Create a `routes.yaml` file to define your routing logic. The first rule that matches a request is used.

```yaml
routes:
  # Route requests for small models to a specific GPU server using regex
  - match:
      model: "/.*-1.5b/"
    route:
      upstream: "http://gpu-server:8000"

  # Route requests from a specific developer's machine to a dev server
  - match:
      source_host: "10.0.1.100"
    route:
      upstream: "http://dev-server:8000"

  # Route requests for "gpt-4" and override the model name to "claude-3-opus"
  - match:
      model: "gpt-4"
    route:
      upstream: "http://claude-server:8000"
      model: "claude-3-opus"
```

## Web UI & Monitoring

The web UI provides insights into your model usage and performance.
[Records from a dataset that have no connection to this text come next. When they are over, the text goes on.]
PR #2313, opened 2026-09-14
fix(file_store): reject an entry length prefix larger than the file

### LINKED ISSUE #2306: file_store: oversized entry length prefix panics `Store::load` instead of returning an error
**Describe the bug**

`EntryIter::next` decodes each entry with `bincode_options().deserialize_from(..)`, and `bincode_options()` (`crates/file_store/src/lib.rs`) sets no size limit. A length prefix read from the file is therefore passed straight to the buffer allocation. An entry declaring a `String` length of `u64::MAX` panics with `capacity overflow` inside `Store::load`; smaller but still oversized lengths attempt a huge allocation instead of returning `StoreError::Bincode`.

This affects loading a corrupted or hand-edited store file. #2258 appears to address this by bounding the frame allocation.

This issue was found by AI.

**To Reproduce**

Add `crates/file_store/tests/test_oversized_len.rs` and run `cargo test -p bdk_file_store --test test_oversized_len`:

```rust
use bdk_file_store::Store;
use std::collections::BTreeSet;

const MAGIC: &[u8] = b"bdk_test_magic";

#[test]
fn load_returns_error_on_oversized_length_prefix() {
    let dir = tempfile::tempdir().unwrap();
    let path = dir.path().join("db");

    let mut bytes = MAGIC.to_vec();
    bytes.push(1); // BTreeSet length: 1 element
    bytes.push(253); // bincode varint tag: u64 follows
    bytes.extend_from_slice(&u64::MAX.to_le_bytes()); // String length: u64::MAX
    std::fs::write(&path, &bytes).unwrap();

    let result = Store::<BTreeSet<String>>::load(MAGIC, &path);
    assert!(result.is_err(), "load should fail with an error, not panic");
}
```

Current output:

```
thread 'load_returns_error_on_oversized_length_prefix' panicked at library/alloc/src/raw_vec/mod.rs:28:5:
capacity overflow
```

**Expected behavior**

Loading a store file whose entry declares a length that cannot be satisfied should return an error rather than panic or attempt an unbounded allocation.

wangzhengzhuo05:
Fixes #2306

## What

`EntryIter::next` decoded each entry with `bincode_options().deserialize_from(..)` and no size
limit, so a length prefix read from the file was passed straight to the buffer allocation. A
store file whose entry declares a `String` length of `u64::MAX` panicked inside `Store::load`:

```
thread 'load_returns_error_on_oversized_length_prefix' panicked at library/alloc/src/raw_vec/mod.rs:28:5:
capacity overflow
```

## How

Each entry is now decoded with the deserializer bounded by the bytes remaining in the file,
multiplied by nine:

- bincode charges `size_of::<u64>()` (8 bytes) for every length literal it decodes, even when the
  varint encoding occupies a single byte on disk, and then charges the payload length again. A
  valid entry therefore charges at most `8 * bytes + bytes`.
- Every length literal occupies at least one byte on disk, so the total charge can never exceed
  nine times the bytes remaining — the bound cannot reject a store that fits in the file.
- Any length prefix that cannot be satisfied now fails with `bincode::ErrorKind::SizeLimit`
  *before* an allocation is attempted, and the existing error arm maps that to
  `StoreError::Bincode`.
- `remaining == 0` (end of file) short-circuits to the existing clean-EOF return instead of
  handing the deserializer a zero limit.

Only `crates/file_store/src/entry_iter.rs` changes; `lib.rs` and `store.rs` are untouched.

## Tests

Added `crates/file_store/tests/test_oversized_entry_len.rs`:

- `load_returns_error_on_oversized_length_prefix` — the reproduction from the issue: `load`
  returns an error instead of panicking.
- `valid_store_still_round_trips` — create/append/load two changesets, so the bound is not
  tighter than a real store needs.

```
cargo test -p bdk_file_store                                 # 10 + 2 + 1 passed
cargo clippy -p bdk_file_store --all-targets -- -D warnings   # clean
cargo fmt --all -- --check                                    # clean
```

Mutation check: with this change reverted,
`load_returns_error_on_oversized_length_prefix` panics with `capacity overflow`; with the change
applied, it passes.

## Note on #2258

#2258 (replace bincode with postcard) also bounds the frame allocation and rewrites this same
file, so it supersedes this fix if it lands first. This change is scoped to the current framing
and is independently correct and testable today; I am happy to rebase or drop it in favour of
#2258 if that is the preferred path.

Implemented with AI assistance (OpenCode + muse-spark 1.3); the reproduction, the full crate
test suite, clippy, rustfmt and the mutation check above were run locally and reviewed before
submission.


nymius:
Hi @wangzhengzhuo05, `bincode` must be replaced because is unmaintained. `postcard` is the best candidate we have so far.
As this is the priority, this PR is not going to get merged before #2258, which would make this PR obsolete.
I recommend you to close this PR and focus on review of #2258 or look for other issues to fix in BDK, if you are up to it.
Thanks!

wangzhengzhuo05:
Thanks @nymius — understood, closing as you recommend.

With `bincode` being replaced by `postcard` in #2258, the bound this PR adds would simply be re-implemented against the new format, so keeping it open only adds review noise to your queue.

For the record, the local evidence from this branch (in case it is useful when the migration lands):

- The bug: `EntryIter::next` deserialized each entry's length prefix with no upper bound, so a corrupt `u64::MAX` prefix panicked with `capacity overflow` inside `Store::load` instead of failing cleanly.
- The fix bounded the read by `remaining * 9` (provably >= the charge of any valid entry's length literal, since `bincode` charges `size_of::<u64>()` even for a 1-byte varint — a plain `remaining` bound broke 6 existing tests) plus an explicit clean-EOF short-circuit for `remaining == 0`.
- Verified: `cargo test -p bdk_file_store` green, `clippy -D warnings` + `fmt` clean, and a mutation check (`git checkout HEAD~1 -- entry_iter.rs`) reproduced the original `capacity overflow` panic and failed the new regression test.

Happy to re-target this against the `postcard` migration once it is in, if that would be useful.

- **Dashboard (`/`):** View the latest request logs and general statistics.
- **Performance (`/performance`):** Analyze model performance with an interactive scatter plot.
- **Request Detail (`/request/{id}`):** See the full transcript of a specific request.

## Development

### Running Tests

To run the test suite, use `pytest`:

```bash
pip install -r requirements.txt
pytest
```

### Contributing

This project is open source. Please feel free to submit issues and pull requests.

## License

This project is licensed under the MIT License. See the `LICENSE` file for details.